PROBLEM TO BE SOLVED: To provide a driving method in which an amplitude change, frequency change and phase change of vibration motion of a MEMS (Microelectromechanical System) due to a disturbance such as vibration are stabilized in a short period, when using a MEMS mirror using resonance is used in a resonance mode.SOLUTION: A driving circuit includes means 31 for driving a MEMS mirror 32, means for monitoring the operation state of the MEMS mirror 32 which is operated by the driving means 31, and control means which gives a perturbation to the MEMS driving waveform. Consequently the operation state is stabilized in a short period.

Description

  The present invention relates to a projector that draws a screen by deflecting laser light using a deflection element that operates by resonance.

  A projector that scans the screen two-dimensionally by using a small and highly efficient laser as a light source, deflecting the laser beam with a mirror, and changing the angle of the mirror is drawing attention in terms of small size and power saving. ing. It is also conceivable to use deflection by an electro-optic crystal. The deflection element needs to operate at a high frequency, and it is advantageous to use resonance in order to operate with low power.

  As an example, when a micro electro mechanical system mirror (MEMS mirror) is used, an operating frequency of, for example, 15 kHz to 30 kHz in the horizontal direction and 60 Hz in the vertical direction is required. By operating the MEMS mirror in the resonance mode, further lower power consumption can be realized.

  For example, Patent Document 1 discloses a MEMS mirror technique, and Patent Document 2 discloses a projector using a MEMS mirror.

JP 2003-84226 A JP 2008-151887 A

  When used in the resonance mode, a change in the amplitude, frequency, and phase of the vibrational motion of the MEMS occurs due to disturbances such as vibration, resulting in a change in display screen size and an image shift.

  The present invention includes means for driving the MEMS, means for monitoring the operating state of the MEMS in operation by the driving means, and control means for perturbing the MEMS driving waveform in accordance with the change in the state. It is possible to stabilize the operating state in a short time.

  The MEMS mirror driving method of the present invention has means for detecting the MEMS operation cycle, has means for averaging and maintaining the MEMS operation cycle in a stable operation state, and a sudden change in the MEMS operation cycle due to disturbance is observed. In this case, the MEMS operation and the drive waveform are forcibly synchronized by applying a correction pulse having the same period as the MEMS operation period due to the disturbance as the forced synchronization mode.

  Further, the MEMS mirror driving method of the present invention has means for detecting the MEMS operation cycle, has means for averaging and holding the MEMS operation amplitude in the stable operation state, and a sudden change in the MEMS operation amplitude due to disturbance is present. When observed, the amplitude of the MEMS drive waveform to be applied next is changed according to the observed MEMS operation amplitude.

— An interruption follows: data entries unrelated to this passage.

PR #3206, opened 2025-06-15
[DRAFT/RFC] Gaussian Copula Cholesky LPDF

andrjohns:
## Summary

Opening this as a draft PR for feedback on the signature/approach.

For the Gaussian copula (and other copula families), the user needs to provide both the `y` variable and a means of transforming that variable to the unit-scale.

The method I've gone with is to require a tuple of the same length as `y`, where each element is itself a tuple - with a functor for computing the LCDF as the first element, and any additional args as the remaining.

For example, if the user wanted to model the correlation between a `Gamma(2, 1)` variable and a `Exp(2)` variable, they would pass the tuple-of-tuples:

```cpp
std::make_tuple(
    std::make_tuple(gamma_lcdf, 2, 1),
    std::make_tuple(exp_lcdf, 2)
)
```

So the final signature would be:

```
real gaussian_copula_cholesky_lpdf(vector | tuple-of-tuples, cholesky_factor_corr)
```

The current framework only supports continuous outcomes, but once we settle on a good approach I can expand to discrete outcomes by requiring that a uniform parameter for data-augmentation is also included in the tuple for that outcome.

## Tests

Basic `prim` and `mix` are added, but the `fwd` components of the `mix` tests are currently failing

## Side Effects

Extended a few of the utilities (`size`, `vector_seq_view`) for tuples

## Release notes

## Checklist

### DIFF
--- a/stan/math/prim/fun/size.hpp
+++ b/stan/math/prim/fun/size.hpp
@@ -34,7 +34,6 @@ inline int64_t size(const T& m) {
   return m.size();
 }
 
-
 template <typename T, require_tuple_t<T>* = nullptr>
 inline int64_t size(const T& /*t*/) {
   return std::tuple_size<std::remove_reference_t<T>>{};
--- a/stan/math/prim/fun/size.hpp
+++ b/stan/math/prim/fun/size.hpp
@@ -34,6 +34,12 @@ inline int64_t size(const T& m) {
   return m.size();
 }
 
+
+template <typename T, require_tuple_t<T>* = nullptr>
+inline int64_t size(const T& /*t*/) {
+  return std::tuple_size<std::remove_reference_t<T>>{};
+}
+
 }  // namespace math
 }  // namespace stan
 #endif
--- a/stan/math/prim/fun/size_mvt.hpp
+++ b/stan/math/prim/fun/size_mvt.hpp
@@ -36,8 +36,18 @@ int64_t size_mvt(const MatrixT& /* unused */) {
   return 1;
 }
 
+template <typename TupleT, require_tuple_t<TupleT>* = nullptr>
+int64_t size_mvt(const TupleT& /* unused */) {
+  return 1;
+}
+
 template <typename MatrixT, require_matrix_t<MatrixT>* = nullptr>
 int64_t size_mvt(const std::vector<MatrixT>& x) {
+  return x.size();
+}
+
+template <typename TupleT, require_tuple_t<TupleT>* = nullptr>
+int64_t size_mvt(const std::vector<TupleT>& x) {
   return x.size();
 }
 
--- a/stan/math/prim/fun/vector_seq_view.hpp
+++ b/stan/math/prim/fun/vector_seq_view.hpp
@@ -8,12 +8,13 @@
 namespace stan {
 namespace internal {
 template <typename T>
-using is_matrix_or_std_vector
-    = math::disjunction<is_matrix<T>, is_std_vector<T>>;
+using is_matrix_or_std_vector_or_tuple
+    = math::disjunction<is_matrix<T>, is_std_vector<T>, math::is_tuple<T>>;
 
 template <typename T>
 using is_scalar_container = math::disjunction<
     is_matrix<T>,
+    math::is_tuple<T>,
     math::conjunction<is_std_vector<T>, is_stan_scalar<value_type_t<T>>>>;
 }  // namespace internal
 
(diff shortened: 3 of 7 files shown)


andrjohns:
@spinkney would you have a look at the general signature/idea here? Not 100% that is the way to go, but I'm not sure of a better alternative

spinkney:
@andrjohns thanks for getting to this!

In the signature

```stan
real gaussian_copula_cholesky_lpdf(vector | tuple-of-tuples, cholesky_factor_corr)
```

Does this imply that it is looped over for each observation, that is for each $n \in N$ we have a tuple-of-tuples? I believe we also want to support an array vectors for the first argument.

> @spinkney would you have a look at the general signature/idea here? Not 100% that is the way to go, but I'm not sure of a better alternative

Yea, I see that there's a few different options with different pros and cons. I like the current implementation but I think it would be nice to have additional signatures. Here's a few questions and options:

1. Can we pass in an empty functor to signal that this variate is already on the Gaussian scale? Or is there another way to accomplish this?
2. Do we also want to support passing in the lpdf as an optional arugment? I just feel like we're already looping over the lcdf so can accomplish this in one pass too.
3. I would like to be able to choose or have the option to input a user defined inverse normal cdf function. Users may prefer to have a fast approximation or use a custom algorithm. It would be nice to support this but it's not necessary for this PR to go through.

To make this a bit more concrete:
```stan
data {
  int<lower=0> N;
  int<lower=1>  K;            // K different marginals
  array[K] int<lower=0> P;    // number of parameters for each k marginal
  array[N] vector[K] y;       // continuous outcome and an array of vector
}
transformed data {
  int P_total = to_int(sum(to_vector(P)));
}
parameters {
  vector[P_total] theta_free;
  cholesky_factor_corr[K] L;
}
model {
  tuple( tuple(real, ...), ..., tuple(real, ...) ) marginal_lcdf_tuples =  
   tuple(
     tuple(k1_lcdf, theta_free[1], theta_free[2], ...),
     tuple(k2_lcdf, theta_free[p], theta_free[p + 1], ...),
     ....,
     tuple(K_lcdf, ..., theta_free[P_total])
   );
 
  // Can the above also be any container for the parameters?
  //  such as
  //
  //  tuple( tuple(real, ...), ..., tuple(real, ...) ) marginal_tuples =  
  //   tuple(
  //     tuple(k1_lcdf, vector),
  //     tuple(k2_lcdf, array[] real),
  //     ....,
  //     tuple(K_lcdf, ..., matrix)
  //   );
  //
 
  // Why not also have another input for the lpdfs?
  //
  // tuple( tuple(real, ...), ..., tuple(real, ...) ) marginal_lpdf_tuples =  
  //  tuple(
  //    tuple(k1_lpdf, theta_free[1], theta_free[2], ...),
  //    tuple(k2_lpdf, theta_free[p], theta_free[p + 1], ...),
  //    ....,
  //    tuple(K_lpdf, ..., theta_free[P_total])
  //  );
  //

  y ~ gaussian_copula_cholesky(marginal_lcdf_tuples | L);
  
  // or optionally
  // y ~ 
  //  gaussian_copula_cholesky(
  //   marginal_lcdf_tuples | marginal_lpdf_tuples, L
  // );
  //
}
```

spinkney:
Just typing that out was tiresome and made me think another way 

```stan
// lcdf functors
 tuple( real, real, ... ) marginal_lcdf_tuples =  
  tuple( k1_lcdf, k2_lcdf, ..., K_lcdf );
 
// lpdf functors, same K number of objects in the tuple as marginal_lcdf_tuples
  tuple( real, real, ... ) marginal_lpdf_tuples =  
   tuple( k1_lpdf, k2_lpdf, ..., K_lpdf ); 

// parameters
// I'm assuming that the containers in this tuple would match the
// allowable parameters in their corresponding lcdf/lpdf functor signatures
  tuple( params_k1, ..., params_K) marginal_params_tuple =  
   tuple( k1_params, ..., K_params );

 y ~ gaussian_copula_cholesky(
         marginal_lcdf_tuples | 
         marginal_params_tuple,        
         marginal_lpdf_tuples, // optional, if omitted assumed you are doing this somewhere else
         L);
```

spinkney:
Is it legal to have a user defined `_lcdf/_lpdf` input into the signature as functor? I'm not up-to-date with the use of functors in Stan functions. 

@WardBrian @SteveBronder

WardBrian:
Yes, we currently allow lpdfs in reduce_sum, and I don’t think cdfs would require any different code generation than what we already have

andrjohns:
Closing, planning different impl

  In addition, the MEMS mirror driving method of the present invention is characterized in that, when a change in the MEMS operating frequency is observed, monitoring of the MEMS operating amplitude and feedback control are temporarily stopped.

  The MEMS mirror driving circuit according to the present invention has a means for detecting the MEMS operation period, a means for averaging and maintaining the MEMS operation period in the stable operation state, and when a sudden change in the MEMS operation period due to a disturbance is observed. As a forced synchronization mode, there is provided means for applying a correction pulse having the same period as the MEMS operation period due to the disturbance.

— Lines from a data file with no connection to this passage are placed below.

PR #3215, opened 2025-06-30
Use perfect forwarding for functions that use `apply_*_*` functions

### LINKED ISSUE #3208: Undefined behavior in combination of apply_scalar_binary/make_holder/to_ref_if
This issue is to collect information from https://github.com/stan-dev/math/pull/3203 in one place.

Basic summary:

On GCC, since c71dd3e (#2642), both `./test/prob/poisson/poisson_ccdf_log_00000_generated_v_test` and `./test/prob/loglogistic/loglogistic_cdf_00001_generated_ffv_test` fail due to taking a reference to something on the stack. The first fails under normal optimization settings consistently, the second is sporadic but can be made consistent by compiling with ASAN.

ASAN specifically blames
https://github.com/stan-dev/math/blob/3a196d410415ee2cc56c0e51ec73a2e1970a08a4/stan/math/prim/prob/poisson_lccdf.hpp#L55-L57

and

https://github.com/stan-dev/math/blob/3a196d410415ee2cc56c0e51ec73a2e1970a08a4/stan/math/prim/prob/loglogistic_cdf.hpp#L116

as the problematic lines. 

The discussion in https://github.com/stan-dev/math/pull/2414#issuecomment-1853299106 seems relevant, as @bgoodri was running into segfaults with a similar line in `poisson_lcdf`. 

There are shockingly few places where we use to_ref_if on an expression which is the result of an apply_scalar_binary call, I believe it is only in:

stan/math/prim/prob/loglogistic_cdf.hpp
stan/math/prim/prob/loglogistic_lpdf.hpp
stan/math/prim/prob/pareto_type_2_lcdf.hpp
stan/math/prim/prob/poisson_cdf.hpp
stan/math/prim/prob/poisson_lccdf.hpp
stan/math/prim/prob/poisson_lcdf.hpp
stan/math/prim/prob/weibull_lpdf.hpp

@SteveBronder believes the correct fix is probably to make the `apply_scalar_` functions _and all callsites thereof_ into perfect forwarding templates. The other solution involves materializing a signficant number of copies which would have a performance impact

SteveBronder:
## Summary

This fixes #3208 by using perfect forwarding for all functions that use our underlying apply family of functions for calling functions on containers and containers and containers. The issue was that the `Holder` class, when used in the apply functors, did not have enough type information to know which arguments it should take ownership of. 

Consider the following function, where all types are passed in via constant reference.

```cpp
inline auto gamma_p(const T1& a, const T2& b) {
  return apply_scalar_binary(
      [](const auto& c, const auto& d) { return gamma_p(c, d); }, a, b);
}
```

Calling this function with an Eigen expression that has a temporary in it would not give `apply_scalar_binary` and the `Holder` inside of `apply_scalar_binary` enough information to know that the `Holder` class should own any of the input arguments. As an example we can look at a simplified version of the code used in `poisson_lccdf.hpp`.  
```cpp
auto log_Pi = log(gamma_p(n_val + 1.0, lambda_val)));
double log_sum = sum(log_Pi);
```
`gamma_p` uses `apply_scalar_binary` and `log` uses `apply_scalar_unary`. We need to make sure the inputs and results of the `gamma_p` function do not fall out of scope by the time we go through `log` and then assign to `log_Pi`. Before this PR it would be possible for the expression `n_val + 1.0` to fall out of scope as well as the result of `gamma_p` to go out of scope from `log` after `log_Pi` is assigned.

To combat this we now use perfect forwarding for all of the functions that use our internal `apply` family of functors. This should allow the `Holder` used internally by the apply functors to know which types need to be owned by it to make sure things do not fall out of scope.

## Tests

There is no new tests for this. Since it is an isue on gcc I do wonder how we should test this in our CI/CD?

## Side Effects

I'd like to think of some test we can write so that, in the future, developers do not accidentally write functions that use the apply family of functors that do not use perfect forwarding.

## Release notes

Adds perfect forwarding to all functions that use the apply family of functors.

## Checklist


stan/math/fwd/fun/log_softmax.hpp
```diff
@@ -19,36 +19,38 @@ namespace math {
...
-      for (int k = 0; k < alpha.size(); ++k) {
-        if (m == k) {
-          log_softmax_alpha(k).d_
-              += alpha_ref.coeff(m).d_
-                 + negative_alpha_m_d_times_softmax_alpha_t_m;
-        } else {
-          log_softmax_alpha(k).d_ += negative_alpha_m_d_times_softmax_alpha_t_m;
+inline auto log_softmax(T&& x) {
+  return apply_vector_unary<T>::apply(
+      std::forward<T>(x), [&](const auto& alpha) {
```
andrjohns:
```suggestion
      std::forward<T>(x), [](auto&& alpha) {
```

The `apply_vector_unary` functors themselves should probably also perfect-forwarding, since they'll be passing their inputs to `apply_*` functions as well.

Also probably best to remove the reference-capture default while we're here

stan/math/fwd/functor/apply_scalar_unary.hpp
```diff
@@ -18,20 +18,23 @@ namespace math {
...
    * Apply the function specified by F to the specified argument.
    *
    * @param x Argument variable.
    * @return Function applied to the variable.
    */
-  static inline return_t apply(const fvar<T>& x) { return F::fun(x); }
+  template <typename T2>
+  static inline auto apply(const T2& x) {
+    return F::fun(x);
+  }
```
andrjohns:
```suggestion
  static inline auto apply(T2&& x) {
    return F::fun(std::forward<T2>(x));
  }
```

Should this also be forwarding? As the downstream calls are forwarding their arguments to `apply_scalar_unary<*>::apply()`

stan/math/prim/constraint/cholesky_corr_constrain.hpp
```diff
@@ -87,9 +87,11 @@ cholesky_corr_constrain(const EigVec& y, int K, Lp& lp) {
  * @param K The size of the matrix to return
  */
 template <typename T, require_std_vector_t<T>* = nullptr>
-inline auto cholesky_corr_constrain(const T& y, int K) {
-  return apply_vector_unary<T>::apply(
-      y, [K](auto&& v) { return cholesky_corr_constrain(v, K); });
+inline auto cholesky_corr_constrain(T&& y, int K) {
+  return apply_vector_unary<std::decay_t<T>>::apply(
```
andrjohns: Not something you necessarily need to change in this PR, but it might be a bit cleaner to move the `std::decay_t<T>` handling into `apply_vector_unary` itself

stan/math/prim/constraint/corr_constrain.hpp
```diff
@@ -43,7 +43,7 @@ inline plain_type_t<T> corr_constrain(const T& x) {
  * @param[in,out] lp log density accumulator
  */
 template <typename T_x, typename T_lp>
-inline auto corr_constrain(const T_x& x, T_lp& lp) {
+inline auto corr_constrain(T_x&& x, T_lp& lp) {
   plain_type_t<T_x> tanh_x = tanh(x);
```
andrjohns:
```suggestion
  plain_type_t<T_x> tanh_x = tanh(std::forward<T_x>(x));
```

stan/math/prim/constraint/lb_constrain.hpp
```diff
@@ -34,7 +34,7 @@ namespace math {
  */
 template <typename T, typename L, require_all_stan_scalar_t<T, L>* = nullptr,
           require_all_not_st_var<T, L>* = nullptr>
-inline auto lb_constrain(const T& x, const L& lb) {
+inline auto lb_constrain(T&& x, const L& lb) {
```
andrjohns, line 37: Looks like the the `std::forward<T>(x)` is missing from this function, and there are other container overloads in the file which probably need forwarding added as well

stan/math/prim/constraint/offset_multiplier_free.hpp
```diff
@@ -81,9 +85,9 @@ inline auto offset_multiplier_free(const std::vector<T>& x, const M& mu,
  * Overload for array of x and sigma and non-array mu
  */
 template <typename T, typename M, typename S,
+          require_all_std_vector_t<T, S>* = nullptr,
           require_not_std_vector_t<M>* = nullptr>
-inline auto offset_multiplier_free(const std::vector<T>& x, const M& mu,
-                                   const std::vector<S>& sigma) {
+inline auto offset_multiplier_free(T&& x, const M& mu, S&& sigma) {
```
andrjohns: I think `mu` also needs to be forwarded here since it's passed to `to_ref` below

stan/math/prim/constraint/offset_multiplier_free.hpp
```diff
@@ -56,21 +58,23 @@ inline auto offset_multiplier_free(const T& y, const M& mu, const S& sigma) {
   check_finite("offset_multiplier_constrain", "offset", value_of(mu_ref));
   check_positive_finite("offset_multiplier_constrain", "multiplier",
                         value_of(sigma_ref));
-  return stan::math::eval(divide(subtract(y, mu_ref), sigma_ref));
+  return stan::math::eval(
+      divide(subtract(std::forward<T>(y), std::forward<M>(mu_ref)),
+             std::forward<S>(sigma_ref)));
```
andrjohns:
```suggestion
      divide(subtract(std::forward<T>(y), std::forward<decltype(mu_ref)>(mu_ref)),
             std::forward<decltype(sigma_ref)>(sigma_ref)));
```

stan/math/prim/constraint/offset_multiplier_free.hpp
```diff
@@ -56,21 +58,23 @@ inline auto offset_multiplier_free(const T& y, const M& mu, const S& sigma) {
...
-inline auto offset_multiplier_free(const std::vector<T>& x, const M& mu,
-                                   const S& sigma) {
+inline auto offset_multiplier_free(T&& x, M&& mu, S&& sigma) {
   std::vector<plain_type_t<decltype(offset_multiplier_free(x[0], mu, sigma))>>
       ret;
   ret.reserve(x.size());
-  const auto& mu_ref = to_ref(mu);
-  const auto& sigma_ref = to_ref(sigma);
+  auto&& mu_ref = to_ref(std::forward<M>(mu));
+  auto&& sigma_ref = to_ref(std::forward<S>(sigma));
```
andrjohns, line 77: Should these also be forwarded in the `offset_multiplier_free` call below?

stan/math/prim/constraint/prob_constrain.hpp
```diff
@@ -48,10 +48,10 @@ inline T prob_constrain(const T& x) {
  * @return result constrained to fall in (0, 1)
  */
 template <typename T>
-inline T prob_constrain(const T& x, T& lp) {
-  T log_inv_logit_x = log_inv_logit(x);
-  lp += log_inv_logit_x + log1m_inv_logit(x);
-  return exp(log_inv_logit_x);
+inline auto prob_constrain(T&& x, return_type_t<T>& lp) {
+  plain_type_t<T> log_inv_logit_x = log_inv_logit(x);
```
andrjohns, line 52:
```suggestion
  plain_type_t<T> log_inv_logit_x = log_inv_logit(std::forward<T>(x));
```

andrjohns (changes requested):
Overall big fan of the changes! Just a couple of general queries before a full review

stan/math/fwd/fun/log_softmax.hpp
SteveBronder: > The apply_vector_unary functors themselves should probably also perfect-forwarding, since they'll be passing their inputs to apply_* functions as well.

Can you clarify? I'm not seeing in this function how much forwarding can be done. I do the perfect forwarding in the actual code for `apply_vector_unary` etc if that is was you mean.

> Also probably best to remove the reference-capture default while we're here

Agree

WardBrian:
Re #3208, this branch fixes the issue in `test/prob/poisson/poisson_ccdf_log_00000_generated_v_test`, but I'm still getting ASAN failures in `test/prob/loglogistic/loglogistic_cdf_00001_generated_ffv_test` on line 116 of loglogistic_cdf.hpp
https://github.com/stan-dev/math/blob/f7ccc01dadbb83b2d62757904dde1f8bf3d477fa/stan/math/prim/prob/loglogistic_cdf.hpp#L115-L116

Could be related to #3147?

stan/math/prim/constraint/lb_constrain.hpp
SteveBronder: So for functions that just operate on scalars I don't think we need to worry about forwarding as much since those functions will immediately evaluate

WardBrian:
I do think we should weigh the odds that merging something of this scope during a release window would introduce more issues than it resolves (especially because the issues seem to have been present in the code for a couple years)

SteveBronder:
I agree this is a large PR. Once I found the bug in one place I realized it was kind of systematic to all of our functions that can take in an expression and then output an expression. Let's talk irl. I agree this is risky before a release, but also think the bug is kind of large and can also happen in user space

WardBrian:
Not denying it can happen to users, but as far as we know it hasn’t in the couple years it has been present. So, would it be that bad to hold the fix a couple months for the next release 

Anyway, especially if @andrjohns thinks he can review it, I’m not opposed to merging, just wanted to ask in the name of due diligence

SteveBronder:
Yes I agree that it feels risky. But this is a very odd bug and imo I don't feel great about having this in a release when we know it is there.

andrjohns:
> Not denying it can happen to users, but as far as we know it hasn’t in the couple years it has been present. So, would it be that bad to hold the fix a couple months for the next release
> 
> Anyway, especially if @andrjohns thinks he can review it, I’m not opposed to merging, just wanted to ask in the name of due diligence

Definitely happy to review! But given that the first 2.37 RC was already a month ago and we'd want another RC with pretty decent testing after this many files were touched, I'd just worry that it would push out the broader release schedule. Although I don't have a good sense of how severe/urgent the issue is, so I'm happy to go either way

WardBrian:
> But given that the first 2.37 RC was already a month ago and we'd want another RC with pretty decent testing after this many files were touched

The changes to laplace are going to require (at least) one more release candidate anyway. We got a bit caught out with the level of feedback and some travel by various developers which has stretched out the release

SteveBronder:
> Definitely happy to review! But given that the first 2.37 RC was already a month ago and we'd want another RC with pretty decent testing after this many files were touched, I'd just worry that it would push out the broader release schedule. Although I don't have a good sense of how severe/urgent the issue is, so I'm happy to go either way

I'd list the issue as severe. I don't think it is so sever we need a 1800 line PR to fix it though. This is mostly to figure out which pieces need changed. My goal here is to pinpoint the underlying issue and check and check which things need changed. Right now I think there are two main issues

1. Anything that uses the apply family of functions and can work over eigen matrices needs to use perfect forwarding
2. Anything that returns an expression needs to use perfect forwarding and return a `Holder` class.

This will touch a *lot*, but not as much as in this PR hopefully. To be able to replicate this issue I think we need to change the expression tests so that they generate use temp matrices. This is actually not that bad of a change. Right now it just generates them as a separate line like the following.

```cpp
auto matrix4 = stan::test::make_arg<Eigen::Matrix<double, Eigen::Dynamic, Eigen::Dynamic>>(0.4, 1);
auto matrix5 = stan::test::make_arg<Eigen::Matrix<double, Eigen::Dynamic, Eigen::Dynamic>>(0.4, 1);
auto result6 = stan::math::eval(stan::math::mdivide_right_spd(matrix0_expr2,matrix1_expr3));
auto result7 = stan::math::eval(stan::math::mdivide_right_spd(matrix4,matrix5));
```

But we just need to inline `matrix4/5` so that they are temporaries

```cpp
auto result6 = stan::math::eval(stan::math::mdivide_right_spd(matrix0_expr2,matrix1_expr3));
auto result7 = stan::math::eval(stan::math::mdivide_right_spd(
stan::test::make_arg<Eigen::Matrix<double, Eigen::Dynamic, Eigen::Dynamic>>(0.4, 1),
  stan::test::make_arg<Eigen::Matrix<double, Eigen::Dynamic, Eigen::Dynamic>>(0.4, 1)));
```

andrjohns:
Sounds good to me! I'll hold off on any reviews then until you've got 'final' PR

SteveBronder:
I think I have something smaller that fixes this. Not tiny but not as big as this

  The MEMS mirror driving circuit of the present invention has means for detecting the MEMS operation amplitude, has means for averaging and holding the MEMS operation amplitude in the stable operation state, and a sudden change in the MEMS operation amplitude due to disturbance is present. When observed, it has means for changing the amplitude of the MEMS drive waveform to be applied next in accordance with the observed MEMS operation amplitude.

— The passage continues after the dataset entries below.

PR #3244, opened 2025-10-03
Add a few more type traits for use in stanc

WardBrian:
## Summary

This adds a couple more type traits to the meta folder:

Two for resolving https://github.com/stan-dev/stan/issues/3356:
- `tuple_elt<N, T>` is a wrapper around `std::tuple_elt` but returns void if N is too big for the tuple size of T
- `is_tuple_of_size<T, N>` is `is_tuple` with an additional check that the size is what we expect.

Two for a general cleanup of the code gen:
- `is_integral<T>` is just `std::is_integral<std::decay<T>>`
- same for `is_floating_point`

## Release notes

Added some more type traits for dealing with tuples.

## Checklist

### DIFF
--- a/stan/math/prim/meta/is_floating_point.hpp
+++ b/stan/math/prim/meta/is_floating_point.hpp
@@ -1,0 +1,29 @@
+#ifndef STAN_MATH_PRIM_META_IS_FLOATING_POINT_HPP
+#define STAN_MATH_PRIM_META_IS_FLOATING_POINT_HPP
+
+#include <type_traits>
+
+namespace stan {
+
+/**
+ * Checks if decayed type is a floating point type
+ * @tparam The type to check
+ * @ingroup type_trait
+ */
+template <typename T>
+using is_floating_point = std::is_floating_point<std::decay_t<T>>;
+
+template <typename T>
+inline constexpr bool is_floating_point_v = is_floating_point<T>::value;
+
+template <typename... Types>
+inline constexpr bool is_all_floating_point_v
+    = (is_floating_point_v<Types> && ...);
+
+template <typename... Types>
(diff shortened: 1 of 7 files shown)


WardBrian:
Lessons:
- You cannot use `std::tuple_element<N, T>` in an evaluated context unless you are confident `tuple_size_v<T> < N`, as this triggers static asserts otherwise
- You cannot use `std::tuple_size<T>::value` in an evaluated context unless you are sure `is_tuple_v<T>`, as this leads to errors about incomplete typenames.

With sufficient indirection it is possible to avoid both of these errors by moving them into unevaluated contexts guarded by the proper `requires` templates, but it is not obvious

stan/math/prim/meta/is_floating_point.hpp
```diff
@@ -0,0 +1,29 @@
...
+/**
+ * Checks if decayed type is a floating point type
+ * @tparam The type to check
+ * @ingroup type_trait
+ */
+template <typename T>
+using is_floating_point = std::is_floating_point<std::decay_t<T>>;
+
+template <typename T>
+inline constexpr bool is_floating_point_v = is_floating_point<T>::value;
```
SteveBronder: just so the compiler does not get confused about which
```suggestion
inline constexpr bool is_floating_point_v = stan::is_floating_point<T>::value;
```

SteveBronder: This goes for all the other places as well

SteveBronder (changes requested):
The only real change here is if we are going to overwrite something in the standard library, when we use it we should preface it with `stan::` so that we reduce the change the compiler does gets confused. But otherwise good!

SteveBronder (approved):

  The laser scanning projector according to the present invention has a means for detecting the MEMS operation period, a means for averaging and maintaining the MEMS operation period in a stable operation state, and a sudden change in the MEMS operation period due to a disturbance. Includes a MEMS mirror driving circuit having means for applying a correction pulse having the same period as the MEMS operation period due to the disturbance as the forced synchronization mode.

  Further, the laser scanning projector of the present invention has means for detecting the MEMS operation amplitude, has means for averaging and holding the MEMS operation amplitude in the stable operation state, and abrupt changes in the MEMS operation amplitude due to disturbance. When observed, a MEMS mirror drive circuit having means for changing the amplitude of the MEMS drive waveform to be applied next in accordance with the observed MEMS operation amplitude is provided.

  According to the present invention, when the MEMS mirror is driven, the operation state can be stabilized in a short time.

FIG. 1 is a diagram showing the influence of a disturbance accompanied by a change in operating frequency. FIG. 2 is a diagram illustrating a method of correcting a change in operating frequency. FIG. 3 is a circuit block diagram for correcting a change in operating frequency. FIG. 4 is a diagram showing the influence of a disturbance accompanied by a change in amplitude. FIG. 5 is a diagram illustrating a method of correcting a change in amplitude. FIG. 6 is a circuit block diagram for correcting the amplitude change.

  Hereinafter, embodiments of the present invention will be described with reference to the drawings.

  In the first embodiment, a case where the MEMS operating frequency is changed due to a disturbance will be described. As an example, let us consider a case where a change in the operating state as shown in FIG. 1 occurs due to a disturbance. That is, when a disturbance that extends the period of the MEMS operation as shown in part A of FIG. 1 is mixed, the drive waveform is stepped out. Therefore, the MEMS operation in which the period is extended by the part A returns to the original period over time, and the drawing is in a shifted state during that period.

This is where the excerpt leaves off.